About us

The Downing Street Playgroup is a non-profit cooperative preschool, licensed by the New York City Department of Health. For over 50 years, we’ve held that education should be a partnership between families and educators and we are looking for families who would like to be involved.

As a parent cooperative, parents serve as parent-teachers once a month. We also manage the administrative and financial duties. To keep us all involved in the progress and challenges of the school, we have monthly meetings for one hour in the evening. Beyond seeking families who want to be involved, we seek a diverse population in our school community.

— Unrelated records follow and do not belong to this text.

PR #258, opened 2016-09-21
8.0 website blog tags variable dimension

gfcapalbo:
Extends the tag cloud availiable in website_blog to support variable dimensions of the tags, based on the number of blogs they are contained in.


website_blog_tags_variable_dimension/README.rst
```diff
@@ -0,0 +1,61 @@
...
+
+
+For further information, please visit:
+
+* https://www.odoo.com/forum/help-1
+
+Known issues / Roadmap
+======================
+
+* ...
```
hbrunn: remove empty sections

website_blog_tags_variable_dimension/README.rst
```diff
@@ -0,0 +1,61 @@
...
+
+Images
+------
+
+* Odoo Community Association: `Icon <https://github.com/OCA/maintainer-tools/blob/master/template/module/static/description/icon.svg>`_.
+
+Contributors
+------------
+
+* gfcapalbo <giovanni@therp.nl>
```
hbrunn: you might want to change this

website_blog_tags_variable_dimension/models/blog_tag.py
```diff
@@ -0,0 +1,87 @@
...
+        no blogposts with tags.
+        """
+        max_ranking = 1
+        for tag in tags:
+            max_ranking = max(
+                len(tag.post_ids), 
+                max_ranking
+            )
+        for this in self:
+            this.max_ranking = float(max_ranking)
```
hbrunn, line 29: replace the loop by self.update()
But as this is probably called very often and we hopefully will have tens of thousands of posts in a while, I'd propose to make this field stored anyways

website_blog_tags_variable_dimension/models/blog_tag.py
```diff
@@ -0,0 +1,87 @@
...
+
+    @api.multi
+    def get_font_size(self):
+        for this in self:
+            hits = len(this.post_ids.ids)
+            this.font_size_in_cloud = int(
+                (hits)/(this.max_ranking) * (
+                    this.max_font - this.min_font
+                ) + this.min_font
+            )
```
hbrunn: missing blank line

website_blog_tags_variable_dimension/models/blog_tag.py
```diff
@@ -0,0 +1,87 @@
...
+            hits = len(this.post_ids.ids)
+            this.font_size_in_cloud = int(
+                (hits)/(this.max_ranking) * (
+                    this.max_font - this.min_font
+                ) + this.min_font
+            ) 
+    @api.multi
+    def get_tag_cardinality(self):
+        for this in self:
+            this.tag_cardinality = len(this.post_ids.ids)
```
hbrunn, line 51: also a case for a stored field

website_blog_tags_variable_dimension/models/blog_tag.py
```diff
@@ -0,0 +1,87 @@
...
+
+    @api.multi
+    def compute_placement(self):
+        for this in self:
+            this.random_placement = random.choice([x for x in range(0, 4000)])
```
hbrunn: this is fantastically inefficient. Compare

``` bash
$ python -m timeit 'import random; random.choice([x for x in range(0, 4000)])'
10000 loops, best of 3: 112 usec per loop
$ python -m timeit 'import random; random.randint(0, 4000)'
1000000 loops, best of 3: 1.07 usec per loop
```

and use https://docs.python.org/2/library/random.html#random.randint

website_blog_tags_variable_dimension/static/src/js/website_blog_tags_variable_dimension.js
```diff
@@ -0,0 +1,7 @@
+//-*- coding: utf-8 -*-
+//© 2016 Therp BV <http://therp.nl>
+//License AGPL-3.0 or later (http://www.gnu.org/licenses/agpl.html).
+
+openerp.website_blog_tags_variable_dimension = function(instance)
+{
+}
```
hbrunn: remove empty files (also the css file above)

website_blog_tags_variable_dimension/views/templates.xml
```diff
@@ -0,0 +1,41 @@
...
+            </xpath>  
+        </template>
+
+
+
+        <template id="opt_blog_rc_tags_var_dim" name="Variable Dimension Tag Cloud"
+            inherit_id="website_blog.index_right" active="False" customize_show="True">
+            <!-- note keep this tag cloud allways on top  -->
+            <xpath expr="//div[@id='blog_right_column']/section[1]" position="before">
+                        <section class="mt32">
```
hbrunn: watch your indentation

website_blog_tags_variable_dimension/models/blog_tag.py
```diff
@@ -0,0 +1,87 @@
...
+        compute=compute_placement,      
+    )
+
+    random_color = fields.Char(
+        string="random color of tag in cloud",
+        compute=compute_color, 
+    )
+
+    def randomize_recordset(self):
+        return sorted(self, key=lambda x: x.random_placement)
```
hbrunn: I think you're better off replacing this by https://docs.python.org/2/library/random.html#random.sample (k = len(self)) and remove the function fields about randomness. As you only need them in your view, you're better off doing this in some function you call - this saves the field related overhead you don't need here

hbrunn (changes requested):
and check https://travis-ci.org/OCA/website/jobs/161664244#L472

website_blog_tags_variable_dimension/models/blog_tag.py
gfcapalbo: that means that al random selections even non integer ones should be done by hashtable that associates ints to values +randint  to harness the x10 factor improvement. i used random.sample for this and removed the whole field.

gfcapalbo: x100

rafaelbn:
Please @gfcapalbo could you check travis? thanks

website_blog_tags_variable_dimension/models/blog_tag.py
```diff
@@ -0,0 +1,83 @@
+# -*- coding: utf-8 -*-
+# © 2016 Therp BV <http://therp.nl>
+# License AGPL-3.0 or later (http://www.gnu.org/licenses/agpl.html).
+from openerp import api, fields, models
+import random
```
oscarolar, line 5: import first standard imports [guideline](https://github.com/OCA/maintainer-tools/blob/master/CONTRIBUTING.md#imports)

oscarolar:
what is the point of having this empty file?:
`website_blog_tags_variable_dimension/static/src/css/website_blog_tags_variable_dimension.css`

website_blog_tags_variable_dimension/models/blog_tag.py
```diff
@@ -0,0 +1,83 @@
...
+class BlogTag(models.Model):
+    _inherit = 'blog.tag'
+
+    # doing it for all blogs. need to make it per-blog.
+    min_font = 10.0
+    max_font = 19.0
+
+    @api.multi
+    def get_blog_most_used_tag_cardinality(self):
+        tags = self.env['blog.tag'].search([])
```
susport, line 16: Replace this code:
tags = self.env['blog.tag'].search([])
for tag in tags:

Suggestion:
for tag in self:

website_blog_tags_variable_dimension/models/blog_tag.py
```diff
@@ -0,0 +1,83 @@
...
+                ) + this.min_font
+            )
+
+    @api.multi
+    def get_tag_cardinality(self):
+        for this in self:
+            this.tag_cardinality = len(this.post_ids.ids)
+
+    @api.multi
+    def compute_color(self):
```
susport, line 54: The compute methods start it with  _.
Example:  def _compute_color (self):

website_blog_tags_variable_dimension/models/blog_tag.py
gfcapalbo: @susport, attention, this is a particular function.  "self" could be  any recordset , I need to actually scan all tags. this function has to return max cardinality amongst all records.. so unfortunately the more elegant  expression is not possible, the search needs to happen.

website_blog_tags_variable_dimension/models/blog_tag.py
gfcapalbo: is this oca guideline?

Issue #732, opened 2024-09-23
[POC] Investigate whether we can get rid of outer container with className to use vizro-bootstrap


huong-li-nguyen:
Currently, if someone creates a pure Dash app and wants to use the vizro-bootstrap CSS file, they have to wrap their Dash app content inside an outer div with the className=vizro_light or vizro_dark. 

If not provided, it does not take on the styling of our Vizro bootstrap stylesheet. Take this minimal example: https://github.com/mckinsey/vizro/blob/poc/add-example-bootstrap/vizro-core/examples/scratch_dev/app.py#L54-L55

@pruthvip15 - could you investigate the following?
- **Why do we need to provide this outer container with className vizro_dark/vizro_light?** I have a rough understanding here, but would be great if we could get to the bottom of it. I assume that this is how the theme switch in bootstrap works e.g. if you take a look at [this example](https://getbootstrap.com/docs/5.3/customize/color-modes/) from the bootstrap docs, they also always wrap it inside an outer container called "light" or "dark". Otherwise it cannot find the variables and relevant scss files. 
- **Is there any way how we could remove the requirement to define an outer container with classname?** So basically the goal is to be able to remove L54-L55 if possible and optimally, everything should work as expected.

@pruthvip15 - you can take the branch and dev example from above :)

I think because we define this in our bootstrap theme, we need this outer container, so I am not sure if there is any way how this can be read in without having to specify this out container

```
.vizro_dark, [data-bs-theme="dark"] {
...

}
```

pruthvip15:
Hey Yes, We can do this.

If we assume the default theme is dark, then we can change the above to
```
:root, .vizro_dark, [data-bs-theme="dark"] {
...

}
```
And this will ensure that by default the dark mode will be applied.

If the user wants to put light mode, then he has to explicitly wrap the container in .vizro_light or  [data-bs-theme="dark"]

I have made a small example here: https://codepen.io/pruthvip15/pen/mdNJXpm

In the above example, we can see that be default the app is in dark mode, if for a inner container the user wants light mode, he can add the respective class to it

huong-li-nguyen:
Ahh, that's great to know! @antonymilne - would above suffice? Then people only have to specify vizro_light if they want the light theme.

antonymilne:
Thanks for this @pruthvip15. I think this sounds good but will need a slight modification to be exactly right on Vizro - let me just add some more notes and next steps here.

[...]

PR #804, opened 2024-10-10
[Tidy] Remove `vizro_dark` and `vizro_light` as `classNames`

huong-li-nguyen:
## Description
- Closes: https://github.com/mckinsey/vizro/issues/732
- Removes all occurrences of `vizro_dark` and `vizro_light` as `classNames` (this means that we still use `vizro_dark/light` to reference our chart templates or as arguments to the dashboard.theme, however, it is not used anywhere as a className anymore as we use `data-bs-theme` for that instead)
- Connected PR on vizro-bootstrap that created the new `vizro.bootstrap.min.css` file: https://github.com/McK-Private/vizro-bootstrap/pull/33
- Dark theme is the default for Bootstrap

Would like a review from @antonymilne  and @pruthvip15 🙏 

## Notice


vizro-core/src/vizro/__init__.py
```diff
@@ -2,7 +2,7 @@
 import os
 
 import plotly.io as pio
-from dash.development.base_component import Component, ComponentRegistry
```
huong-li-nguyen, line 5: @antonymilne - this didn't seem to be used. Wondering why the linter didn't remove it by itself. Let me know if we need to import this

vizro-core/src/vizro/static/js/models/dashboard.js
```diff
@@ -3,7 +3,7 @@ function update_dashboard_theme(theme_selector_checked) {
     "data-bs-theme",
     theme_selector_checked ? "light" : "dark",
   );
-  return theme_selector_checked ? "vizro_light" : "vizro_dark";
+  return window.dash_clientside.no_update;
```
petar-qb, line 6: I guess we can remove `return` line from here all together with the `dash.Output` from the `update_dashboard_theme` `clientside_callback` in the `Dashboard.build`.  
Reference -> https://github.com/plotly/dash/pull/2867

vizro-core/src/vizro/static/css/variables.css
```diff
@@ -96,7 +96,7 @@
   --text-code-literal: #6bb5fd;
 }
 
-.vizro_light {
+[data-bs-theme="light"] {
```
pruthvip15, line 99: do we need to add :root here?

vizro-core/src/vizro/static/js/models/dashboard.js
huong-li-nguyen: Done! :) Thank you!

vizro-core/src/vizro/static/css/variables.css
huong-li-nguyen: I just added it in, just in case 👍

huong-li-nguyen: I added it in to try, but the layout was wrong then, because our default is actually the dark theme. So if we add root here, it will have a light theme while the charts are dark.

vizro-core/src/vizro/static/css/layout.css
```diff
@@ -161,8 +161,11 @@
   display: none;
 }
 
-#logo-dark,
-#logo-light {
+[data-bs-theme="dark"] #logo-dark {
+  display: inline;
+}
+
+[data-bs-theme="light"] #logo-light {
```
pruthvip15, line 168: not sure if this is relevant for this PR.

Can we refactor the styling for the #logo, display:inline can go to line 157.

Why do we need
```
#logo-dark,
#logo-light {
  display: none;
}
```

vizro-core/src/vizro/static/css/variables.css
pruthvip15: you meant to say default is light ?

vizro-core/src/vizro/static/css/layout.css
huong-li-nguyen: I thought the same before but then remembered again why we have this here 😄 If you change it to above, then the hack of switching between a dark/light logo will not work anymore. The current code ensures that the light logo is only visible when the light theme is activated and the other way around. We don't want to always hide them.

vizro-core/src/vizro/static/css/variables.css
huong-li-nguyen: Vizro's default is the dark theme 😬 Vizro-bootstrap's default is the light theme as this seems to be the more common way of doing it in other bootstrap themes.

petar-qb (approved):
I really like this change!

vizro-core/src/vizro/__init__.py
antonymilne: Hmm yes, no need to import this any more. I wonder why it didn't get removed by `ruff`.

vizro-core/src/vizro/models/_dashboard.py
```diff
@@ -170,7 +170,6 @@ def build(self):
                 ActionLoop._create_app_callbacks(),
```
antonymilne, line 170: The `Output("dashboard-container", "className")` in this file shouldn't be there any more.

vizro-core/src/vizro/static/js/models/dashboard.js
```diff
@@ -3,7 +3,6 @@ function update_dashboard_theme(theme_selector_checked) {
     "data-bs-theme",
```
antonymilne, line 3: FYI @petar-qb this is an example of a callback that we always want to run even when it's not explicitly triggered. Otherwise we end up with no `data-bs-theme` specified. Currently this works well but it wouldn't if this callback was not triggered automatically unless we set `:root` to be dark theme as well (which might happen).

antonymilne (approved):
Looks much nicer, thank you! I just left a comment on the other PR but it doesn't make a difference for Vizro framework.

vizro-core/src/vizro/static/css/layout.css
huong-li-nguyen: Will wait with merging until we've decided on the default

vizro-core/src/vizro/static/css/variables.css
huong-li-nguyen: Will wait with merging until we've decided on the default

vizro-core/src/vizro/static/js/models/dashboard.js
huong-li-nguyen: > The `Output("dashboard-container", "className")` in this file shouldn't be there any more.

@antonymilne @petar-qb  - If I remove the Output as suggested above, this callback doesn't get triggered anymore and we end up with no `data-bs-theme` specified. The layout doesn't match anymore because of that. 

I assume if we would set` :root` to be the dark theme, this issue doesn't appear anymore, but if we stick with the light theme - how can I always trigger this callback if we simultaneously want to remove the `Output("dashboard-container", "className")`? I guess I would have to add some placeholder Output there in which case I would just leave the current Output in?

vizro-core/src/vizro/models/_dashboard.py
huong-li-nguyen: We currently seem to need it such that the callback is triggered, otherwise the layouts don't match, see: https://github.com/mckinsey/vizro/pull/804#discussion_r1799135660

vizro-core/src/vizro/static/js/models/dashboard.js
petar-qb: This is strange, and probably a bug from the dash side. However, I suggest to leave the Output then (or to target some other dummy component, but not mandatory).

antonymilne: Oh that's weird. I guess it's either to do with that complicated Dash scheme that I never understand about which callbacks get triggered depending on whether the output is already on the page or just a bug like @petar-qb said.

Let's put some current `Output` there with a comment that it doesn't do anything but is needed to run the callback and put `return window.dash_clientside.no_update` in the callback.

Setting `:root` here won't help us regardless of what colour it is because if you've specified `dashboard.theme = <not the default :root theme>` then we need the `update_dashboard_theme` to run to set it correctly. So this callback has to always run whatever we do.

vizro-core/src/vizro/static/css/variables.css
huong-li-nguyen: Dark will be set as the default

vizro-core/examples/scratch_dev/app.py
```diff
@@ -1,49 +1,60 @@
...
+                                icon="payment",
+                                title="KPI Card III",
+                            )
+                        ),
+                    ]
+                ),
+            ],
         ),
     ],
+    # **{"data-bs-theme": "light"}
```
huong-li-nguyen, line 56: @antonymilne - I just tested these out. 

**1. Use of vizro bootstrap - default:** If you don't specify any `data-bs-theme`, the default will be dark as discussed. It looks a bit off because it's on a white background, but that's expected as we didn't provide any `bg-color` to the general body container in our `vizro-bootstrap` yet.

Screenshot 2024-10-15 at 09 16 39

**2. Use of vizro bootstrap - light theme** This is how it looks like if you uncomment this line and add `**{"data-bs-theme": "light"}`:
Screenshot 2024-10-15 at 09 15 37

**3. Usage of any other bootstrap theme:** I just checked the dbc.themes.BOOTSTRAP but it looks as expected and default to their default theme.

antonymilne: I think that's perfect, and nothing more to test. Thank you!

If it turns out in the future that adding `bg-color` to match the dark default is annoying or awkward for some reason then I'm happy to turn our default back to the light theme btw. My preference for default = dark is just a weak one.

We actively encourage applications from families of all backgrounds. Every kind of family constellation is welcomed and treated with respect. As the parent body runs the school, we all take part in creating our goal of offering high-quality, low-tuition preschool education to the children of the community.


History

The Downing Street Playgroup was conceived during the summer of 1969 by Mary Spilotros and Margaret Hable, two mothers with preschool-aged children living in the general neighborhood of the Downing Street Playground. After numerous conversations with other parents they realized that there was an interest and need for a cooperative effort to provide a playgroup atmosphere for their children.

Spilotros and Hable discovered a second floor room in the playground building that was being used as a workroom and storage area for the City Puppeteer. Several local officials and other interested individuals acted on the Playgroup's behalf to contact the New York City Administration. After extensive discussions with various City officials, the puppeteer relocated to a comparable facility and terms were finalized in which the City allowed our preschool to use and occupy the premises of the second floor room, our present location.

By allowing neighborhood residents the free use of NYC property to operate a quasi-private playgroup, The Downing Street Playgroup posed a unique challenge to municipal officials. It was decided that enrollment would be open to neighborhood children and that the expenses for a director, personnel or equipment would not be the responsibility of the City but solely that of the group. The City could not ethically allow the playgroup to use the building for restricted or private functions. Hence, the City's insistence upon the widest possible publicity in the neighborhood and its further insistence that as vacancies occurred, every effort be expended to enroll as many children as the park room could accommodate—fifteen.